3,000 additional Army paratroopers to deploy to Poland in response to Russia-Ukraine crisis

'They are being deployed to reassure our NATO allies, deter any potential aggression against NATO’s eastern flank, train with host-nation forces, and contribute to a wide range of contingencies'
James Clark Avatar
Paratroopers from the 82nd Airborne Division, sit strapped into a C-17A Globemaster III before they airdrop during Joint Operational Access Exercise at Pope Air Force Base, N.C., Feb. 9, 2011. (U.S. Air Force photo/Staff Sgt. Greg C. Biondo)(Released)..

An additional 3,000 U.S. troops will be deploying to Poland amid rising tensions over Russia’s military build-up near Ukraine, the Pentagon announced on Friday.

At the direction of President Joe Biden, on Friday Secretary of Defense Lloyd Austin “ordered to Poland the remaining 3,000 soldiers of the 82nd Airborne Infantry Brigade Combat Team based at Fort Bragg, N.C.,” a senior defense official said in a statement:

“This second tranche of Airborne soldiers will join in Poland the first tranche of 1,700 soldiers and key enablers that Secretary Austin ordered there on February 2nd. Nearly two-thirds of this first tranche has already arrived. They are commanded by Maj. Gen. Christopher Donahue.

The 300 members of the 18th Airborne Corps headquarters element that the Secretary ordered to Germany have also arrived in-country. The 18th Airborne Corps and this headquarters element is led by Lt. Gen. Michael Kurilla.”

The news that an additional wave of soldiers would be deployed was first reported by Reuters, and comes as Russia continues to amass troops near Ukraine, and conducts military exercises in the Black Sea and in Belarus

“All told, these 5,000 additional personnel comprise a highly mobile and flexible force, capable of multiple missions,” reads the statement. “They are being deployed to reassure our NATO allies, deter any potential aggression against NATO’s eastern flank, train with host-nation forces, and contribute to a wide range of contingencies. They will report to Gen. Tod Wolters, Commander, U.S. European Command.”

The deployments mentioned in the statement are in addition to the roughly 8,500 troops already on standby orders in the event they are called upon to deploy to the region. 

According to the statement, “these additional deployments are temporary in nature, meant to supplement for a brief time the more than 80,000 U.S. troops already in Europe on rotational and permanent orders.”

The announcement of the fresh troop deployment came just hours after White House national security advisor Jake Sullivan stated there was a “distinct possibility” that Russia would invade Ukraine in a “very swift time frame” and urged American citizens to leave the country “immediately.”

“There will be no opportunity to leave and no prospect of a U.S. military evacuation in the event of a rush invasion,” Sullivan told reporters on Friday.

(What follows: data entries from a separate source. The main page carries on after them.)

PR #86, opened 2020-05-04
support pip install

yodada:
This PR contains a few tricks to allow
```
pip install git+https://github.com/cornell-brg/hb-pytorch.git
```

 - added a method `setup_emul` to `setup.py`, which sets a few ENV
 - if `setup.py` is called with `egg_info`, do not build torch. We use this pass to install dependencies like pyyaml.
 - if `setup.py` is called with `--record`, we trigger torch building.

### DIFF
--- a/setup.py
+++ b/setup.py
@@ -386,7 +386,8 @@ def build_deps():
 ################################################################################
 
 # the list of runtime dependencies required by this built package
-install_requires = []
+install_requires = ['numpy', 'requests', 'six', 'sklearn', 'tqdm',
+                    'pytest', 'ninja', 'hypothesis']
 
 if sys.version_info <= (2, 7):
     install_requires += ['future', 'typing']
--- a/setup.py
+++ b/setup.py
@@ -202,6 +202,9 @@ EMIT_BUILD_WARNING = False
 RERUN_CMAKE = False
 CMAKE_ONLY = False
 filtered_args = []
+# setup emulation environment variables if requested
+SETUP_EMUL = False
+
 for i, arg in enumerate(sys.argv):
     if arg == '--cmake':
         RERUN_CMAKE = True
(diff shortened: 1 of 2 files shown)


setup.py
```diff
@@ -282,6 +292,30 @@ def report(*args):
...
+    os.environ["USE_QNNPACK"] = "0"
+    os.environ["USE_DISTRIBUTED"] = "0"
+    os.environ["USE_OPENMP"] = "0"
+    os.environ["ATEN_THREADING"] = "NATIVE"
+    os.environ["OMP_NUM_THREADS"] = "1"
+    os.environ["USE_HB_EMUL"] = "1"
+    if os.getenv("BSG_MANYCORE_DIR", "") != "":
+        del os.environ["BSG_MANYCORE_DIR"]
+    if os.getenv("HB_KERNEL_DIR", "") != "":
+        del os.environ["HB_KERNEL_DIR"]
```
vb000, line 317: Couldn't understand this part... where do we set these variables?

yodada: Precautions. Same as
https://github.com/cornell-brg/hb-pytorch/blob/413850923789b97b317edf43585d62e6a50d119e/setup_emul_build_env.sh#L29-L31

vb000: Oh, sorry, this is emulation, we don't need them... my bad!

setup.py
```diff
@@ -352,7 +386,9 @@ def check_file(f):
 ################################################################################
 
 # the list of runtime dependencies required by this built package
-install_requires = []
+install_requires = ['numpy', 'requests', 'six', 'sklearn', 'tqdm',
+                    'pytest', 'ninja', 'hypothesis', 'pyyaml',
+                    'typing']
```
vb000, line 391: I wonder why pytorch didn't do this!

vb000 (approved):
Great!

Russia has reportedly amassed more than 130,000 troops close to the Ukrainian border, with U.S. officials telling BBC News that the buildup represents roughly 70% of the military capability required for a full invasion of the country.

That soldiers with the 82nd Airborne Division have been tagged to supply troops for the mission is nothing new for the Fort Bragg unit, which makes up the bulk of the military’s Immediate Response Force and is capable of deploying soldiers globally on short notice.

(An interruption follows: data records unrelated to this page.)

Issue #2054, opened 2024-05-01
Use Equipment confirmation modal for equipping arti/weapons


frzyc:
When swapping artifact/weapons, you are presented with this screen:

<img width="1011" alt="image" src="https://github.com/frzyc/genshin-optimizer/assets/1754901/ea3fb048-8b50-49da-a810-982555a546e5">
Clicking on the green will pop up a comparison, and then upon equip, will show this screen:
<img width="1009" alt="image" src="https://github.com/frzyc/genshin-optimizer/assets/1754901/8cb0dc9a-20c1-41d1-a83e-c10a7d45e1e9">
whereas clicking on the Red will swap without popping up the build confirmation screen.

Since this build confirmation screen is very useful, we should standardize it, and apply it to both equipment path.

Question: does this make sense to also apply this to the equipment dropdown in artifactcard/weaponcard as well?

frzyc:
Here is another thought, can be combine the "Confirm Equipment" Modal with the "build diff" modal? they share a lot of the same UI elements, it is not a stretch to combine them. Would require breaking up `BuildEquipModal` into its pieces so its easier to be put together for different context.

arquelion:
Probably a good idea to standardize the build swap confirmation for consistency's sake as well. I dunno how often users accidentally equip an artifact/weapon or equip to the wrong build whether by directly clicking on it or misclicking in the dropdown, but in theory, this would guard against that too. That being said, `BuildDisplayItem` didn't have the option to equip at all prior to teams/loadouts, and the comparison UI piggybacks off it, so maybe it's worth asking whether having the option to equip both through clicking on the card itself and clicking "Compare to current build" then "Equip to current build" is a little redundant now.

I can see some potential value in merging `BuildEquipModal` in with the confirmation since presumably the reason a user might want to see an individual comparison is that they're already considering an artifact/weapon swap (but doesn't necessarily care about being optimal, else they would be in the Optimize tab and not here), and if they're satisfied then they can immediately swap without clicking on another button first. However, like I mentioned above, the comparison UI currently piggybacks off `BuildDisplayItem`, so if going this route, I'd probably pull the comparison itself out into its own thing and create a new modal that combines the comparison with elements from `BuildEquipModal` instead of actually directly inserting the pieces into `BuildDisplayItem` and then having to conditionally render all of those to prevent them from showing up in the builds under Optimize. I do worry if it'll bloat the UI too much though...

PR #2055, opened 2024-05-01
Equip filter is custom by default, add alert for teammate equipment in builds

### LINKED ISSUE #1625: Artifact Equipment filter update
In the old character-centric implementation of GO, the "equipped" build is used to resolve equipment of artifacts across several character. It made sense when optimizing, to use the non-equipped artifacts by default. Users can then opt-in to allow taking of artifacts from specific characters.

In the team loadout space, the usage of this feature is somewhat different. There is already a feature that by default disallow taking artifacts in teammates' active builds, which was partially what the equipment filter was trying to address(resolution of artifact equipment within a team). Since users can also save builds into loadouts for future reference, the equipment filter feature should be readdressed.

1. ~~adding a config button in artifact detail in generated build, next to single character exclusions, that shows the equipment filter (including tally). This should allow users to exclude singular equipment location, while being able to edit the whole list.~~ (probably overkill)
2. Remove the all/custom/none state of the artifact equipment filter. This should make it so that it is "all" by default(no one excluded). The none/all states are less relevant, and users should be encouraged to generate and save builds regardless of equipment.
3. when the "use teamate's active build" toggle is enabled, if a generated build has an artifact on an active build in the team, should an warning, similiar to https://github.com/frzyc/genshin-optimizer/pull/1556

frzyc:
## Describe your changes

- Make equipment filter "custom" by default, and remove other options (simplify logic)
- Add alert if build has artifact equipped on teammates

## Issue or discord link

- Resolves #1625

## Testing/validation
image
image

Screenshot 2024-05-01 145855


nguyentvan7 (commented):
Screenshot_20240501_210951_Chrome
Screenshot_20240501_210700_Chrome

I can't see the indicators for some reason
[Van_2024-04-19_02-59-01.json](https://github.com/frzyc/genshin-optimizer/files/15183668/Van_2024-04-19_02-59-01.json)

Using ayakas only team, on the current settings

I can see the rest of the changes tho

frzyc:
@nguyentvan7 I am not sure what the issue you have is. In the build you selected, you have an artifact equipped by ganyu, but ganyu is not part of your akaya team, so there is no "teammate equipped" indicator? If optimizer generated an artifact equipped by your kazuha, shenhe or layla, then the indicator will show.

nguyentvan7:
I see it's for teammates only. If allowing from teammates is opt in only, why even have the alert specifically for that case, and not the case that is default enabled? I feel like it makes more sense to alert the user for default enabled cases, in case they missed it

nguyentvan7:
Could you add the teammate equipped alert to the build swap preview too please?
Screenshot_20240501_210700_Chrome

frzyc:
> I see it's for teammates only. If allowing from teammates is opt in only, why even have the alert specifically for that case, and not the case that is default enabled? I feel like it makes more sense to alert the user for default enabled cases, in case they missed it

Teammates make sense, because at the end of the day, you want to build a team with a valid, non-conflict build for each teammate, this warning helps resolve the build inside the team.

Creating and saving builds using equipped artifacts from outside the team is a behavior that we want to encourage, hence the "all" filter by default, showing a warning seems to go against that.

> Could you add the teammate equipped alert to the build swap preview too please?
I anticipate a larger overhaul of this UI https://github.com/frzyc/genshin-optimizer/issues/2054, and I would like to address this UI in that context, and not in this PR.

nguyentvan7 (approved):
I don't really get the reasoning but code is good enough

On Saturday, Defense Secretary Austin ordered that 160 Florida National Guardsmen, who deployed to Ukraine in November to train and advise local forces, be moved out of the country and repositioned elsewhere in the country.“ The Secretary made this decision out of an abundance of caution — with the safety and security of our personnel foremost in mind — and informed by the State Department’s guidance on U.S. personnel in Ukraine,” Pentagon Press Secretary John Kirby said in a statement. “This repositioning does not signify a change in our determination to support Ukraine’s Armed Forces, but will provide flexibility in assuring allies and deterring aggression,” Kirby added.

Update: This article has been updated with additional information about U.S. troop deployments from Pentagon Press Secretary John Kirby.